Issue #16633, opened 2022-04-01
Automated release notes


OrlinVasilev:
**Is your feature request related to a problem? Please describe.*
The current release notes are not complete and we can do better

**Describe the solution you'd like**
Introduce proper labels and rules for writing new PRs so we can generate Release notes automagicaly
Add release.yml to ease out a bit the process

labels to be used in the future:
For release notes:
release-note/enhancement - make something better
release-note/new-feature - completely new feature
release-note/update - update current component - e.g. Bump Golang version
release-note/breaking-change - breaking changes
release-note/docs - docs update
release-note/community - change related to community 
release-note/deprecation - deprecation change

To be skipped:
release-note/ignore-for-release- no need to be added into release notes

**Describe the main design/architecture of your solution**
Once we have proper setup for the PRs with Labels and good description it will be just click of a button to create release notes!
Add GitHub  Action on PR creation to check if you have at least one label selected - mheap/github-action-required-labels@v1

**Describe the development plan you've considered**
Once we have that implemented we can invoke it from actions or manual on new tag/release created!

New release notes can look like:
-------------------------------------------------
Here is the example repo: 
https://github.com/OrlinVasilev/release/releases/tag/v0.1

-------------------------------------------------

### Exciting New Features 🎉
* add new feature feature by @OrlinVasilev in https://github.com/OrlinVasilev/release/pull/1
### Component updates ⬆️
* update workflow by @OrlinVasilev in https://github.com/OrlinVasilev/release/pull/5
### Breaking Changes 🛠
* Breaking Change for demo #6 by @OrlinVasilev in https://github.com/OrlinVasilev/release/pull/7
### Deprecations ❌
* deprecation #2 by @OrlinVasilev in https://github.com/OrlinVasilev/release/pull/4
### Other Changes
* add action for label check by @OrlinVasilev in https://github.com/OrlinVasilev/release/pull/3

## New Contributors
* @OrlinVasilev made their first contribution in https://github.com/OrlinVasilev/release/pull/1

**Full Changelog**: https://github.com/OrlinVasilev/release/commits/v0.1

a-mccarthy:
@OrlinVasilev we should also update the docs with this new process and what the labels mean. Maybe in the contributing guide? https://github.com/goharbor/harbor/blob/main/CONTRIBUTING.md#push-and-create-pr

a-mccarthy:
[...]

PR #16634, opened 2022-04-01
Add release.yml to automate release notes #16633

OrlinVasilev:
Use github autogeneration release notes and add action to check if the PR has labels

Complete and more readable relase notes
https://docs.github.com/en/repositories/releasing-projects-on-github/automatically-generated-release-notes
Signed-off-by: OrlinVasilev <ovasilev@vmware.com>


.github/release.yml
```diff
@@ -0,0 +1,36 @@
...
+
+    - title: Breaking Changes 🛠
+      labels:
+        - release-note/breaking-change
+
+    - title: Deprecations ❌
+      labels:
+        - release-note/deprecation
+
+    - title: Other Changes
```
Vad1mo, line 34: 👍 like that we can adapt and change as needed.

Vad1mo (approved):
Great idea @OrlinVasilev 🚀 , this helps offload some repetitive tasks and give the release notes a constant structure without overhead!

.github/release.yml
```diff
@@ -0,0 +1,36 @@
...
+    - title: Enhancement 🚀
+      labels:
+        - release-note/enhancement
+    - title: Component updates ⬆️
+      labels:
+        - release-note/update
+    - title: Docs update 🗄️
+      labels:
+        - release-note/docs
+    - title: Community update 🧑🏻‍🤝‍🧑🏾
```
a-mccarthy, line 22: I'd like to make sure i understand can you provide an example of what type of PR would get this label? 

And how, does a maintainer/community member know when to apply this label?

.github/release.yml
```diff
@@ -0,0 +1,36 @@
...
+    - title: Exciting New Features 🎉
+      labels:
+        - release-note/new-feature
+    - title: Enhancement 🚀
+      labels:
+        - release-note/enhancement
+    - title: Component updates ⬆️
+      labels:
+        - release-note/update
+    - title: Docs update 🗄️
```
a-mccarthy, line 19: @OrlinVasilev I'm not sure if we need the docs update feature here. Or, rather, i dont think this will end up pulling in anything from this repo, bc all docs change PRs are made in the website repo. 

Is there a way to make this automation across repos? 

Does it make sense to plan on adding in docs updates to release notes manually for now, until we can figure out the automation?

OrlinVasilev: that's just a label definition which will help us in the future, cross repo is something that I started looking today will continue on Monday, but in general we should have as many as possible ways not to miss any change or update!

a-mccarthy:
this is great @OrlinVasilev! thanks for putting this together. I had 2 questions around process for docs and community above.

I wrote up some more details around the process below, more for my own understanding :) 

How this would work on an PR
* A user opens a new PR
* Once a PR is submitted, a github action will run to check if a PR has a release label
* The user or maintainer adds the correct release label to the PR (before or after the PR is created)
* Having a release label is not required before merging a PR. The github action that check labels only flags that the PR has a failed check of missing a release label.
* This check will run whenever a PR is opened, or a label is added or removed from the PR

At release time:
* When it comes time to release, a maintainer will create the release and click the built in autogenerate release option (following the steps [here](https://docs.github.com/en/repositories/releasing-projects-on-github/automatically-generated-release-notes))
* Github will create release notes which consist of
  * The title of the PR will be pulled into release notes
  * The Github handle of the user who opened the PR will be pulled into release notes 

This this correct?

Some process questions:
* At what point in the process do we make sure the PR title is ok for the release notes? When reviewing the PR? at release time, when the release notes are generated?

.github/release.yml
OrlinVasilev: We will add descriptions in the contributors guide in which cases which labels to be used, but I think the labels are quite self explanatory, the docs and community labels are in case we wanna do some cross repo, to include changes from community and website repos, which BTW are something else that we need to fix (future ISSUE) :)

OrlinVasilev:
@a-mccarthy 
only one thing : Having a release label is not required before merging a PR. The github action that check labels only flags that the PR has a failed check of missing a release label.

Due to the added check, labels will be must on creating PRs otherwise the check will fail and the PR won't be able to merge!
We need to enforce that labeling to make sure: we do not forget label, we have all changes that needs to be added

As a next step we have to work on the PR Titles and to apply some good practices there as well. The title and description needs to be be part of the review process. PR should NOT be approved without well written title and description!

a-mccarthy:
@OrlinVasilev thanks for the clarification! Do you mind creating an issue with the next steps and what else we should update? (if you dont have one already) We should also make sure to bring up the PR and review requirements in a community meeting and over slack, etc.

a-mccarthy (approved):
lgtm! thanks @OrlinVasilev

OrlinVasilev:
I would love to merge that so we have 2.6 with all that in place :)

Vad1mo (approved):

OrlinVasilev:
BTW All labels are created so just need to assign them :)

PR #16642, opened 2022-04-03
Use exec in registryctl so signals are passed properly

mac-chaffee:
When containers are terminated in Kubernetes, Kubernetes will send a SIGTERM to PID1, wait for terminationGracePeriodSeconds, then SIGKILL it.

But since PID1 in registryctl is `bash`, that SIGTERM signal is not automatically passed to the registryctl process, forcing Kubernetes to wait the whole terminationGracePeriodSeconds to update the registry Pod.

This PR fixes that issue by using `exec`, which makes `registryctl` itself be PID1 so that it receives the SIGTERM signal.

Wasn't able to test this locally, I think the build system needs some TLC, especially for testing individual components. Like for example, I need a local copy of `registry` to build the registryctl image which is downloaded from `https://storage.googleapis.com/harbor-builds/bin/registry/release-v2.8.0-patch-redis/registry`, but that URL 404s.

### DIFF
--- a/make/photon/registryctl/start.sh
+++ b/make/photon/registryctl/start.sh
@@ -10,4 +10,4 @@ set -e
 
 /home/harbor/install_cert.sh
 
-/home/harbor/harbor_registryctl -c /etc/registryctl/config.yml
+exec /home/harbor/harbor_registryctl -c /etc/registryctl/config.yml


mac-chaffee:
Friendly bump :)

Vad1mo (approved):
thx, this was super annoying.

wy65701436 (approved):
lgtm

mac-chaffee:
So it seems that code for handing graceful shutdown might be bugged: https://github.com/goharbor/harbor/blob/77df4d92fd3c56baea5b780db3e0e84212c06cd3/src/registryctl/main.go#L72

When registryctl receives SIGTERM, it just logs the following but doesn't actually shut down:

```
2022-11-10T23:10:17Z [INFO] [/registryctl/main.go:68]: Got an interrupt, shutting down...
2022-11-10T23:10:17Z [INFO] [/registryctl/main.go:72]: Registry controller is shut down properly
```

The bug isn't obvious to me as a golang novice, but is there some context we're not cancelling or a goroutine still running or something?

PR #16658, opened 2022-04-06
skip policy check on pull cosign signature

wy65701436:
When user enables the cosign policy and triggers the replication, the harbor adapter will try to  pull the cosign siguature if it has to do the further push.
In this case, it has to skip policy check.


chlins (approved):
lgtm

heww (approved):

PR #16661, opened 2022-04-06
Update/improve grafana dashboard

mac-chaffee:
The existing grafana dashboard had some issues which I have fixed in this version:

* Something was causing the graphs not to render at all until I went in and executed each query. That appears to be fixed now by just re-generating the dashboard.
* Converted the "component up status" into a State Timeline
* Converted quota usage into a pie chart
* Fixed some spelling/grammar mistakes
* Migrated to the new timeseries graph type instead of the legacy graph type
* Added units where appropriate
* Set better legends
* For the Golang metrics, added filters to only show Harbor (instead of every golang exported in the whole cluster)
* Removed some panels that were pulling metrics that no longer existed
* Removed some panels that showed the same data but just at different quantiles
* Minimized the json. This is helpful for inclusion in ConfigMaps which is how the grafana helm chart works.

New images:
Screen Shot 2022-04-06 at 11 42 11 AM
Screen Shot 2022-04-06 at 11 48 25 AM
Screen Shot 2022-04-06 at 11 48 34 AM


a-mccarthy:
@mac-chaffee Thanks for updating this! I have a question, is it worth mentioning which version of Granfana or Harbor was used to create/test this example? I'm not very familiar with Grafana, so i'm not sure if that matters.

I'm thinking it might be useful to create a README file for this folder that gives more information about what this example is and why someone would want to use it. For example, point folks to the the docs site for more info on setting up metrics on their Harbor instance?  

Would be interested in hearing your thoughts :)

cc: @OrlinVasilev

a-mccarthy:
@mac-chaffee The readme looks awesome, thanks so much for adding!

OrlinVasilev:
@goharbor/maintainers  please review!

chlins (approved):
@mac-chaffee Awesome, thanks for your contribution!

wy65701436 (approved):
lgtm

chlins:
@mac-chaffee We'd better change the UID of harbor? otherwise, if I want to keep old dashboard and import this as new dashboard will conflict. And more question is I can't see the golang metrics of harbor component when import new dashboard.

chlins (commented):
Hold for update.

OrlinVasilev:
@mac-chaffee  are you able to provide the update?

chlins:
@mac-chaffee The dashboard is empty when I import it, but the data source is correct.

image

wy65701436:
@mac-chaffee can you see the problem as @chlins mentioned above? I'd like to merge this PR after you resolve it.

wy65701436 (approved):
lgtm

OrlinVasilev:
@chlins and @Vad1mo can you check this one please :)

wy65701436:
@mac-chaffee According to our debugging results, the dashboard does not present the expected results, can you help to verify this?

mac-chaffee:
I also can't get the dashboard to work properly when initially imported. Even parameterizing the data source didn't fix the issue; the dashboards stay blank until edited and re-saved (which doesn't actually change the json).

chlins:
> I also can't get the dashboard to work properly when initially imported. Even parameterizing the data source didn't fix the issue; the dashboards stay blank until edited and re-saved (which doesn't actually change the json).

@mac-chaffee If we can not resolve the issue, I think we need to pending this PR until solving it because currently the user experience is not friendly, from user side I think we should get the proper dashboards after import it like other components instead of doing additional data.

rgarcia6520:
> > I also can't get the dashboard to work properly when initially imported. Even parameterizing the data source didn't fix the issue; the dashboards stay blank until edited and re-saved (which doesn't actually change the json).
> 
> @mac-chaffee If we can not resolve the issue, I think we need to pending this PR until solving it because currently the user experience is not friendly, from user side I think we should get the proper dashboards after import it like other components instead of doing additional data.

@mac-chaffee @chlins Testing this newer Dashboard it is more consistent at not loading blank panels compared to what's in `main`. Also when troubleshooting the dashboard that's in `main` I noticed it was more reliable at showing data immediately when the `expr` keys in panels were closed out with `{}` eg: `harbor_project_member_total{}`

bdols:
this dashboard works for me on the first import attempt with the "importing via panel json" method with grafana 9.3.8 provided by kube-prometheus-stack.

OrlinVasilev (approved):

wy65701436:
@chlins could you please have a double check on this change?

OrlinVasilev:
@chlins any update on that we have this PR for too long now

chlins:
Verification passed on the latest Grafana, will merge it after CI passed, thanks for your contribution! @mac-chaffee 
image

cc @OrlinVasilev @wy65701436

OrlinVasilev:
Hurray!!!!!!!!!!!! @chlins thank you so much!!!!!!

OrlinVasilev:
@mac-chaffee congrats on finally merging that :)))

+-------+

What the task requires —
Could you write out exactly the lines above, starting at the first one and ending with the line that has "release-note/enhancement - make"?

Written solution —
Issue #16633, opened 2022-04-01
Automated release notes


OrlinVasilev:
**Is your feature request related to a problem? Please describe.*
The current release notes are not complete and we can do better

**Describe the solution you'd like**
Introduce proper labels and rules for writing new PRs so we can generate Release notes automagicaly
Add release.yml to ease out a bit the process

labels to be used in the future:
For release notes:
release-note/enhancement - make something better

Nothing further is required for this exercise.